What you are asked to do → Copy, in full, each line of the material that holds the word "reduced".

══════

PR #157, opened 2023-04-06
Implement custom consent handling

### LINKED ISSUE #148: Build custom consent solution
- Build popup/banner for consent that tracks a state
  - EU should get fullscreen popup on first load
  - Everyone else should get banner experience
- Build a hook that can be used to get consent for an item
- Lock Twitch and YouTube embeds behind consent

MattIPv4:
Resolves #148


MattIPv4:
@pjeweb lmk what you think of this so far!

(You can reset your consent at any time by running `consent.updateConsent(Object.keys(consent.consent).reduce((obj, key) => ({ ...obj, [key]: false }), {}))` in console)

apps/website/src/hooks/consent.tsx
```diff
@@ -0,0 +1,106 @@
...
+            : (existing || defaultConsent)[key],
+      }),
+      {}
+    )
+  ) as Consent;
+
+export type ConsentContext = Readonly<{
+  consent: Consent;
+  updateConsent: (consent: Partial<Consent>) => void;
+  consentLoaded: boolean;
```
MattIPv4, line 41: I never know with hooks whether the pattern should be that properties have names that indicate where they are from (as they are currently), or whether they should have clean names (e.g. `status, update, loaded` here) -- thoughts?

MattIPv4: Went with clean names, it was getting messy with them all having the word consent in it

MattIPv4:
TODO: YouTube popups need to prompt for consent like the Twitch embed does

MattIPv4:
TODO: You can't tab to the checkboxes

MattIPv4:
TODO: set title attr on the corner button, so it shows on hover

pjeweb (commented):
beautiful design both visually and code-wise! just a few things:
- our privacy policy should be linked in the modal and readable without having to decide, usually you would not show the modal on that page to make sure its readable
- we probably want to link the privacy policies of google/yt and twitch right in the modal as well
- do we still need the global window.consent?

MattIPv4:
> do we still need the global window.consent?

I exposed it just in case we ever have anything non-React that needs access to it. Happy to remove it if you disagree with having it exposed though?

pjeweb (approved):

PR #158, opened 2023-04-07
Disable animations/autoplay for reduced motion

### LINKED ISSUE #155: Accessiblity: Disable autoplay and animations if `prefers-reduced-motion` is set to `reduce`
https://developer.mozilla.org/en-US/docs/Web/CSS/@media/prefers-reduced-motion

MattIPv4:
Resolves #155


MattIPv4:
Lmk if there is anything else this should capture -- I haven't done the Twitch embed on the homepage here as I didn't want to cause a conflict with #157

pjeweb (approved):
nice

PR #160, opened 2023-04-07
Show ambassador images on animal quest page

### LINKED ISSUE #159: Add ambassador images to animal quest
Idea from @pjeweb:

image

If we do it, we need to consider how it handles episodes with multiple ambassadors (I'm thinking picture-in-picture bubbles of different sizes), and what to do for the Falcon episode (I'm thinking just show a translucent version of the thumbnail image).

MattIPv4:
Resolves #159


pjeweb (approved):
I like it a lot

══════

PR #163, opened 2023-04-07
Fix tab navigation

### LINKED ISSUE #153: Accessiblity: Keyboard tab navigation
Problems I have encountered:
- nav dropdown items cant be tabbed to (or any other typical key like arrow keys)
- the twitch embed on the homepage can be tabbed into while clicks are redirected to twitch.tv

══════

Answer space →
Disable animations/autoplay for reduced motion
### LINKED ISSUE #155: Accessiblity: Disable autoplay and animations if `prefers-reduced-motion` is set to `reduce`
https://developer.mozilla.org/en-US/docs/Web/CSS/@media/prefers-reduced-motion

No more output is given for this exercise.